Study leader Janet Shipley, Professor of Molecular Pathology at The Institute of Cancer Research, London, said: “Our findings shed light on the genetic changes that underlie rhabdomyosarcoma, a rare and aggressive childhood cancer.
“By looking at the genetic features of different tumours, we can divide children into different risk groups to help guide their treatment.
“Decades of clinical trials have led to the current complicated system for assigning risk to children with rhabdomyosarcoma – but we know that the current system is not accurate enough to properly assign treatment for individual children.
“Our findings should refine the current system and treatments clinicians provide to more effectively match each child’s genetic profile and risk.
“Ultimately, further research may highlight new drugs to tailor treatment for patients with high-risk rhabdomyosarcomas that have specific genetic defects.”
The study, funded by Cancer Research UK and other charities such as Chris Lucas Trust, Talan’s Trust and Alice’s Arc, analysed DNA from 641 patients with rhabdomyosarcoma.
The scientists found that mutations in the genes known as MYOD1 and TP53 were associated with significantly poorer response to treatment and worse survival outcomes for children with fusion-negative rhabdomyosarcoma – a sub-type of the disease.
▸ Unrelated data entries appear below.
PR #2414, opened 2015-12-24
WT-2305 - Fix coverity issues

daveh86:
Fixes for some of the recently found coverity issues.

### DIFF
--- a/bench/wtperf/config.c
+++ b/bench/wtperf/config.c
@@ -736,8 +736,8 @@ config_to_file(CONFIG *cfg)
 	fp = NULL;
 
 	/* Backup the config */
-	req_len = strlen(cfg->home) + 14;
-	if ((path = calloc(req_len + 1, 1)) == NULL) {
+	req_len = strlen(cfg->home) + strlen("/CONFIG.wtperf") + 1;
+	if ((path = calloc(req_len, 1)) == NULL) {
 		(void)enomem(cfg);
 		goto err;
 	}
--- a/bench/wtperf/config.c
+++ b/bench/wtperf/config.c
@@ -601,7 +601,9 @@ config_opt_line(CONFIG *cfg, const char *optstr)
 		return (enomem(cfg));
 
 	strncpy(string_copy, optstr, len);
-	config_line = calloc(sizeof(CONFIG_QUEUE_ENTRY), 1);
+	if ((config_line = calloc(sizeof(CONFIG_QUEUE_ENTRY), 1)) == NULL)
+		return (enomem(cfg));
+
 	config_line->string = string_copy;
 	TAILQ_INSERT_TAIL(&cfg->config_head, config_line, c);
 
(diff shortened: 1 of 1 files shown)


bench/wtperf/config.c
```diff
@@ -734,13 +736,13 @@ config_to_file(CONFIG *cfg)
...
-	req_len = strlen(cfg->home) + 100;
-	if ((path = calloc(req_len, 1)) == NULL) {
+	req_len = strlen(cfg->home) + 14;
+	if ((path = calloc(req_len + 1, 1)) == NULL) {
 		(void)enomem(cfg);
 		goto err;
 	}
 
-	snprintf(path, req_len + 14, "%s/CONFIG.wtperf", cfg->home);
+	snprintf(path, req_len, "%s/CONFIG.wtperf", cfg->home);
```
keithbostic: @daveh86, a safer way to do this is:
```
req_len = strlen(cfg->home) + strlen("/CONFIG.wtperf") + 1;
```
that way you don't get caught if the name changes, or you just miscounted the characters (which I invariably do).

On modern compilers, it's just as fast as calling `sizeof`, too, the compiler figures out it's a `strlen` of a constant string in most cases (and we don't care here, anyway).

keithbostic:
@daveh86, @agorrod:

There's a lot of (inconsistent) memory allocation error handling in `wtperf`: my suggestion would be to add a function that takes a config argument and calls calloc/malloc, and just exits if the calloc/malloc fails (logging the error if the config isn't NULL). Then, do a pass to replace every call to calloc/malloc in wtperf with a call to the new function.

If wtperf can't allocate memory, we're going to eventually exit anyway, it's not like we're trying recover and continue the run, right? And that change will simplify an awful lot of code.

keithbostic:
@daveh86, here's what test/format does:
```
/*
 * dmalloc --
 *      Call malloc, dying on failure.
 */
void *
dmalloc(size_t len)
{
        void *p;
        
        if ((p = malloc(len)) == NULL)
                die(errno, "malloc");
        return (p);
}
                
/*
 * dstrdup --
 *      Call strdup, dying on failure.
 */
static char *
dstrdup(const char *str)
{
        char *p;
        
        if ((p = strdup(str)) == NULL)
                die(errno, "strdup");
        return (p);
}
```
It would also be good to replace any occurrences of this pattern:
```
len = strlen(*pstr) + 1;
if ((newstr = malloc(len)) == NULL)
        return (enomem(src));
strncpy(newstr, *pstr, len);
```
with the simpler call to strdup:
```
if ((newstr = strdup(*pstr)) == NULL)
        return (enomem(src));
```

even if you don't switch to the dmalloc/dstrdup calls.

In general, when you see a call to `strncpy` in code, it's almost always wrong -- if there's a terminating nul byte, `strcpy` is better, and if there's no terminating nul byte, `memmove` is better. (The `strncpy` function can also leave you with a non-nul-byte terminated string, the call is just strange and mostly useless.)

daveh86:
@keithbostic, thanks for the feedback. Really like the idea of splitting the allocations out into their own functions, I've forked off WT-2326 for this change and will make a patch for this soon.

agorrod:
@daveh86 Should I go ahead and merge this branch, or will the changes for WT-2326 replace these changes?

daveh86:
@agorrod, these changes are independent of those in WT-2326. Its probably best to get this merged first as is, then fix everything with WT-2326. I think that makes for a cleaner series of changes, if that makes sense.

agorrod:
Sounds good. I'll go ahead and merge.

PR #2416, opened 2015-12-28
WT-2307 Use single enum for split error handling phases.

sueloverso:
@agorrod and @keithbostic here's a pass at creating a single enum.  I did leave the long comment in both functions with the more thorough description.  Please review and merge if you like it.

### DIFF
--- a/src/btree/bt_split.c
+++ b/src/btree/bt_split.c
@@ -15,6 +15,23 @@
 } while (0)
 
 /*
+ * A note on error handling: this function first allocates/initializes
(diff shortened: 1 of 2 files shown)


sueloverso:
@keithbostic I moved the enum into `bt_split.c`.  Although I added the use of it in `split_parent` I did not make additional changes to that function to use the new `_step1` and `_step2` functions to minimize changes.  Maybe for this change we don't care about minimizing the changes?  Anyway - for your review.

keithbostic:
@sueloverso, I did the merge after a couple of minor changes.

PR #2417, opened 2015-12-28
WT-2307: diagnostic checks for cursors returning keys out-of-order

keithbostic:


keithbostic:
@agorrod, @sueloverso, the changes we discussed, ready for review/merge.

I'd like to have caught an out-of-order search/search-near followed by a cursor movement, but I couldn't think of an easy way to make that work, it ended up being invasive and ugly, so I didn't keep that work.

I also increased the amount of cursor motion done by test/format.

I've verified this branch catches the test case for WT-2307 when applied to an old version of develop.

test/format/ops.c
```diff
@@ -504,7 +504,7 @@ skip_insert:			if (col_update(tinfo,
 		 */
 		if (!insert) {
 			dir = (int)mmrand(&tinfo->rnd, 0, 1);
-			for (np = 0; np < mmrand(&tinfo->rnd, 1, 8); ++np) {
+			for (np = 0; np < mmrand(&tinfo->rnd, 1, 30); ++np) {
```
sueloverso: Were you able to reproduce the issue when run with the old code with this change?

src/btree/bt_curnext.c
```diff
@@ -430,6 +438,104 @@ __wt_btcur_iterate_setup(WT_CURSOR_BTREE *cbt)
...
+
+	WT_ERR(__wt_scr_alloc(session, 512, &a));
+	WT_ERR(__wt_buf_set_printable(
+	    session, a, cbt->lastkey->data, cbt->lastkey->size));
+
+	WT_ERR(__wt_scr_alloc(session, 512, &b));
+	WT_ERR(__wt_buf_set_printable(session, b, key->data, key->size));
+
+	WT_PANIC_ERR(session, EINVAL,
+	    "WT_CURSOR.%s out-of-order returns: returned key %.*s then "
```
sueloverso: My only suggestion is to make these two error messages different so that we know immediately which type they're using.

test/format/ops.c
keithbostic: > Were you able to reproduce the issue when run with the old code with this change?

I originally made changes in test/format to try and catch the WT-2307 failure (see WT-2302, #2406), but discarded those changes in favor doing the same checks inside the library. Those original changes never detected the bug.

If I apply these changes to a version of the develop branch without the WT-2307 fixes and run the wtperf split-stress workload, these changes detect the bug.

src/btree/bt_curnext.c
keithbostic: @sueloverso and I agreed this information is probably available from the key, so we'll leave the current messages unchanged.

sueloverso:
Thanks @keithbostic.  LGTM.

PR #2515, opened 2016-02-22
WT-2394 - Have pages split as part of compact checkpoints use first-fit

daveh86:
Change to make compact significantly more robust. Resolves one very major cause of the short cutting of compact runs. I was able to run 150x of the compact test with 0 failures, with both the 128KB and 64KB block sizes.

They also believe that having too many copies of another pair of genes – called CDK4 and MYCN – may also be linked to a poorer outcome in another subtype of rhabdomyosarcoma that is fusion-positive.
Fusion gene-positive or fusion gene-negative rhabdomyosarcoma, depends on the presence of a “fusion gene”, which is a hybrid gene formed from two previously separate genes.
The team believes using targeted drugs such as tipifarnib, may be particularly beneficial for high-risk patients.